Top of Information supplied

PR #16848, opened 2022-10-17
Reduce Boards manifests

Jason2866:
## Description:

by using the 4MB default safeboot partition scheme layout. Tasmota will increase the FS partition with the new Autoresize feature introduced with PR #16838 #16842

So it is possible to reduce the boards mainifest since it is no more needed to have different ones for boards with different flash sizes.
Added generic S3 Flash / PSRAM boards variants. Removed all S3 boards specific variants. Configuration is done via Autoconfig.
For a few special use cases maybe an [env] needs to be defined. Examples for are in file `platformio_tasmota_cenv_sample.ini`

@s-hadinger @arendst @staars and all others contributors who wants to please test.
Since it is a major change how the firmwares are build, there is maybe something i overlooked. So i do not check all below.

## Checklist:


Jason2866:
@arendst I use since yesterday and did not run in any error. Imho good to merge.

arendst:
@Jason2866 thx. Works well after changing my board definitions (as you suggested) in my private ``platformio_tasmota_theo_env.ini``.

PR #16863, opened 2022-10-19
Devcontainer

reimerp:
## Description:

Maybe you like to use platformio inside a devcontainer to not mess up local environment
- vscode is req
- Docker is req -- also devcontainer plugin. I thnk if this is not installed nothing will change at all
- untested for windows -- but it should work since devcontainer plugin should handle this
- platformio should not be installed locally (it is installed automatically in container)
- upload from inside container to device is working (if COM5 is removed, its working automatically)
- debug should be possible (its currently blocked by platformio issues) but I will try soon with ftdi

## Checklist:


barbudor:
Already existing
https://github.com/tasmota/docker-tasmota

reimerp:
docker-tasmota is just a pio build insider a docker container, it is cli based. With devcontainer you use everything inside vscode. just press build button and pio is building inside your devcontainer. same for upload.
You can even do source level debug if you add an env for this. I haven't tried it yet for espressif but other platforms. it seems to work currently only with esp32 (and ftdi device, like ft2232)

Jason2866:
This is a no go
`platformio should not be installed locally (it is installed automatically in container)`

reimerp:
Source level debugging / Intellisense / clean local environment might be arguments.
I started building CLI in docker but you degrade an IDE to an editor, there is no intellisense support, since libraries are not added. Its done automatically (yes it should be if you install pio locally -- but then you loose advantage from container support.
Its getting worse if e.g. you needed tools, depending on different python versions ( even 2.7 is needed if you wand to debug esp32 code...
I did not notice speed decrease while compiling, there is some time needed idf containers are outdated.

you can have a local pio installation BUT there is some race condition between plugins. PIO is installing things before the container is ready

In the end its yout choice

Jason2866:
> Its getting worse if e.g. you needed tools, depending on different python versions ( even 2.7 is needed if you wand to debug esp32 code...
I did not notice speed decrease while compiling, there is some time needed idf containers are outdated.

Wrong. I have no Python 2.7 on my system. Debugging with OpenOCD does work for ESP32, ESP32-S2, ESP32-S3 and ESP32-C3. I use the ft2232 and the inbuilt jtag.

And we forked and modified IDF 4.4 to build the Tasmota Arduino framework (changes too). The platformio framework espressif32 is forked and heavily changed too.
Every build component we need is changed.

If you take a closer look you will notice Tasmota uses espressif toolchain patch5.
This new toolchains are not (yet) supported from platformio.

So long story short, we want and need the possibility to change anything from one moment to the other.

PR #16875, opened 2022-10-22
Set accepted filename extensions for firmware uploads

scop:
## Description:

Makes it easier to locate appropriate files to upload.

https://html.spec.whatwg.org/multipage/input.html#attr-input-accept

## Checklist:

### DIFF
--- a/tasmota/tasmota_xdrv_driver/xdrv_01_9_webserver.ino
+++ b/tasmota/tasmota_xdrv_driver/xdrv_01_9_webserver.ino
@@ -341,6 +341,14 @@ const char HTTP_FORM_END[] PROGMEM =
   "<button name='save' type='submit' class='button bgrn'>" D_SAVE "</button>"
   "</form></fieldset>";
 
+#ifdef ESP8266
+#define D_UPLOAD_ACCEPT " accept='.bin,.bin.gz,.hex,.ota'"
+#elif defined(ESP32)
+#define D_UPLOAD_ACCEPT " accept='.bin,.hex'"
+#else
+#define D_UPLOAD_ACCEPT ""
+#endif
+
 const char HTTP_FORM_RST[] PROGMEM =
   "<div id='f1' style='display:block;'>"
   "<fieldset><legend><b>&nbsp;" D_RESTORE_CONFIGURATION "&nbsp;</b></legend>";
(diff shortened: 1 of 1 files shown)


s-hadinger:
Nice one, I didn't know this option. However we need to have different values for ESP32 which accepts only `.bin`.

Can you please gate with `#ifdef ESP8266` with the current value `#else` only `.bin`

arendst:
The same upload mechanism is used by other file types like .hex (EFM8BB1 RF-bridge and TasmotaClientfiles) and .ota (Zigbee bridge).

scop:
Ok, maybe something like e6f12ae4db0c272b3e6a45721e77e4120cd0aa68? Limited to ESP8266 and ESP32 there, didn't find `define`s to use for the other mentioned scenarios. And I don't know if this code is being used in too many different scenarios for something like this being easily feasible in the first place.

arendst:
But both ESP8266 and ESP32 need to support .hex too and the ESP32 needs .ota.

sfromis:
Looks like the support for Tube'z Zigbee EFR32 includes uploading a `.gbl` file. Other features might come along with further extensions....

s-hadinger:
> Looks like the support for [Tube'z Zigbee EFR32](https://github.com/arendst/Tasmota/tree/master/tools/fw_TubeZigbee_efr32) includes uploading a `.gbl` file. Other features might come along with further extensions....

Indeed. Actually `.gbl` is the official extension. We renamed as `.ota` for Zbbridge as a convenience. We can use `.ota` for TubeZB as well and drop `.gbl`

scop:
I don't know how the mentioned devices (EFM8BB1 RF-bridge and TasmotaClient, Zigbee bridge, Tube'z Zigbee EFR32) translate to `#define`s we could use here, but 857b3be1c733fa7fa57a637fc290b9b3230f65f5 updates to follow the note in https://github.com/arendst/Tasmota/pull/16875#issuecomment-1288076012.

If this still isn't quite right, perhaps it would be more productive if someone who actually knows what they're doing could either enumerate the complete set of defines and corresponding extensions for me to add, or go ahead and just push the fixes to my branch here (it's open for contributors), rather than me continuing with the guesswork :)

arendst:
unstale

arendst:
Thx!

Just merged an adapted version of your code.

Bottom of Information supplied

## Exercise objective
Give the number of lines in the data that contain the string "opened", and nothing else.

## Response to this task
3